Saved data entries
PR #5734, opened 2023-05-17
cloudflared: update to 2023.5.1

karasevm:
## Description

Update to 2023.5.1
### New Features
- You can now stream your logs from your remote cloudflared to your local terminal with `cloudflared tail <TUNNEL-ID>`. This new feature requires the remote cloudflared to be version 2023.4.1 or higher.
- Migrated to devincarr/quic-go to unblock go 1.20 support as the old lucas-clemente/quic-go will not get go 1.20 support.

### Notices
- Due to the nature of QuickTunnels (https://developers.cloudflare.com/cloudflare-one/connections/connect-apps/do-more-with-tunnels/trycloudflare/) and its intended usage for testing and experiment of Cloudflare Tunnels, starting from 2023.3.2, QuickTunnels only make a single connection to the edge. If users want to use Tunnels in a production environment, they should move to Named Tunnels instead. (https://developers.cloudflare.com/cloudflare-one/connections/connect-apps/install-and-setup/tunnel-guide/remote/#set-up-a-tunnel-remotely-dashboard-setup)

Upstream changelog: https://github.com/cloudflare/cloudflared/blob/master/RELEASE_NOTES

## Checklist

- [x] Build rule `all-supported` completed successfully
- [x] New installation of package completed successfully
- [x] Package upgrade completed successfully (Manually install the package again)
- [x] Package [functionality was tested](https://github.com/SynoCommunity/spksrc/wiki/Update-Policy#tests-checks)
- [ ] Any needed [documentation](https://github.com/SynoCommunity/spksrc/wiki/Create-documentation) is updated/created

### Type of change

- [ ] Bug fix
- [ ] New Package
- [x] Package update
- [ ] Includes small framework changes
- [ ] This change requires a documentation update (e.g. Wiki)

PR #5759, opened 2023-05-29
cloudflared: fix package

hgy59:
## Description

follow up to #5734
- remove DSM_UI_DIR to avoid creation of unused icon files
- escape () in package description

## Checklist

### Type of change

- [x] Bug fix

### DIFF
--- a/cross/cloudflared/Makefile
+++ b/cross/cloudflared/Makefile
@@ -4,7 +4,7 @@ PKG_EXT = tar.gz
 PKG_DIST_NAME = $(PKG_VERS).$(PKG_EXT)
 PKG_DIST_SITE = https://github.com/cloudflare/cloudflared/archive
 PKG_DIST_FILE = $(PKG_NAME)-$(PKG_VERS).$(PKG_EXT)
-PKG_DIR =  $(PKG_NAME)-$(PKG_VERS)
+PKG_DIR = $(PKG_NAME)-$(PKG_VERS)
 
 BUILD_DEPENDS = native/go
 
--- a/spk/cloudflared/Makefile
+++ b/spk/cloudflared/Makefile
@@ -2,14 +2,13 @@ SPK_NAME = cloudflared
 SPK_VERS = 2023.5.1
 SPK_REV = 8
 SPK_ICON = src/cloudflared.png
-DSM_UI_DIR = app
 
-DEPENDS = cross/$(SPK_NAME)
+DEPENDS = cross/cloudflared
 UNSUPPORTED_ARCHS = $(PPC_ARCHS)
 
 MAINTAINER = karasevm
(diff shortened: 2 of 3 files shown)


hgy59:
@karasevm I wanted to publish #5734, but then I found some issues.

As of the name _cloudflared_ (d like daemon) I found that this package runs a service.
Is cloudflared a service running on port 7844?

If so, we must define the SERVICE_PORT for this package.

hgy59:
@karasevm to document my suggested chanes I added a dedicated commit.

additionally we have to document the used port (7844) on our wiki page, to avoid use of this port by new packages (see https://github.com/SynoCommunity/spksrc/wiki/SynoCommunity-Used-Ports).

hgy59:
> 7844 is the outbound destination port. The main idea behind tunnels is that you don't need to receive any incoming connections, which allows it to work in networks with firewalls and NATs.

@karasevm thanks for clarification

> - DNS-DoH proxy that is disabled by default but, if explicitly enabled without custom port specified, will try to use port 53

As port 53 is a privileged one, this needs root to be executed, so keep disabled by default.

karasevm:
@hgy59 The token is just a base64 encoded JSON with account number, tunnel UUID, and tunnel secret. I'm not sure if the length varies, in my case it is always 185 chars. I suppose setting the `minLength` to 150 and checking that it is valid base64 should cover most cases.

```json
"validator": {
    "minLength": 150,
    "regex": {
        "expr": "/^(?:[A-Za-z0-9+\/]{4})*(?:[A-Za-z0-9+\/]{2}==|[A-Za-z0-9+\/]{3}=|[A-Za-z0-9+\/]{4})$/",
        "errorText": "Not a valid token."
    }
}
```

hgy59:
@karasevm I see some warnings and errors in cloudflared.log

```
2023-06-01T15:22:04Z WRN The user running cloudflared process has a GID (group ID) that is not within ping_group_range. You might need to add that user to a group within that range, or instead update the range to encompass a group the user is already in by modifying /proc/sys/net/ipv4/ping_group_range. Otherwise cloudflared will not be able to ping this network error="Group ID 207066 is not between ping group 1 to 0"
2023-06-01T15:22:04Z WRN ICMP proxy feature is disabled error="cannot create ICMPv4 proxy: Group ID 207066 is not between ping group 1 to 0 nor ICMPv6 proxy: socket: permission denied"
...
2023/06/01 17:22:04 failed to sufficiently increase receive buffer size (was: 208 kiB, wanted: 2048 kiB, got: 832 kiB). See https://github.com/quic-go/quic-go/wiki/UDP-Receive-Buffer-Size for details.
```

As I see those on DSM 6 and DSM 7 I suppose it simply can be ignored.
Or do we need further investigation?

PR #5780, opened 2023-06-13
build a native file to avoid version conflicts

jisakiel:
This makes newer files (i.e. that of bookworm) still allow compiling older file versions.

## Checklist

### Type of change

- [x] Bug fix
- [ ] New Package
- [ ] Package update


th0ma7:
Can you further elaborate on the requirement here?  Isn't file command already available within the debian container image?

hgy59:
@jisakiel thanks for contributing.
AFAICR at the time of writing __ it was not possible to build a different version of file, not even by using a native/file of the same version.
But since you show that this is possible, we can now update file to the latest version (i.e. 5,44).

jisakiel:
> Can you further elaborate on the requirement here? Isn't file command already available within the debian container image?

root@9d94521c089f:/spksrc# file --version
file-5.44

I'm trying a bookworm based debian dockerfile I'll share as well.

hgy59:
> I had deliberately done this independently of a bump, so that I could verify it working and it's easier to revert if needed :)

I tried to verify this, but it does not work with file v5.45.
Still get the error:
```
Making all in magic
make[5]: Entering directory '/spksrc/cross/file/work-x64-6.2.4/file-5.45/magic'
Cannot use the installed version of file (5.39) to
cross-compile file 5.45
Please install file 5.45 locally first
```

The requirement _the build environment must have file installed of the same version_ is still mandatory.

It is not enough to have a native file in the path.

hgy59:
@jisakiel I found a solution to use native/file in #5897. It needs a patch to create the magic.mgc file with the native version.

hgy59:
@jisakiel thank you for triggering this. It is now integrated with #5897

PR #5797, opened 2023-07-01
[WIP] bazarr: update 1.2.1 => 1.2.4

smaarn:
## Description

Update bazarr 1.2.1 => 1.2.3

Notes: 

* Python 3.11 is not officially supported yet at the bazarr level (experimental support).
* Python 3.11 can't be supported for old DSMs so if we are to provide with a Python 3.11 version that would be only for "recent" DSMs

## Checklist

### Type of change

- [x] Package update


th0ma7:
Related to greenlet, you can upgrade to version 2.x although you will require:
```
# archs without C++11 support are not supported:

# [greenlet]
ifeq ($(call version_lt, ${TC_GCC}, 5.0),1)
WHEELS_CPPFLAGS = [greenlet] -std=c++11
endif
```
OR you also can provide geenlet 1.x for GCC < 4.9, and `-std=c++11` for GCC < 5.0 and using default for the remaining.

Python 3.10 and 3.11 are due for an update.  I'll update that example accordingly so you can easily reuse as you see fit.

smaarn:
Superseded by https://github.com/SynoCommunity/spksrc/pull/5820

- _WHAT THE EXERCISE ASKS_:
When the word "completed" appears in a line of the data, that line is counted; report the number only.

- _YOUR SOLUTION_:
3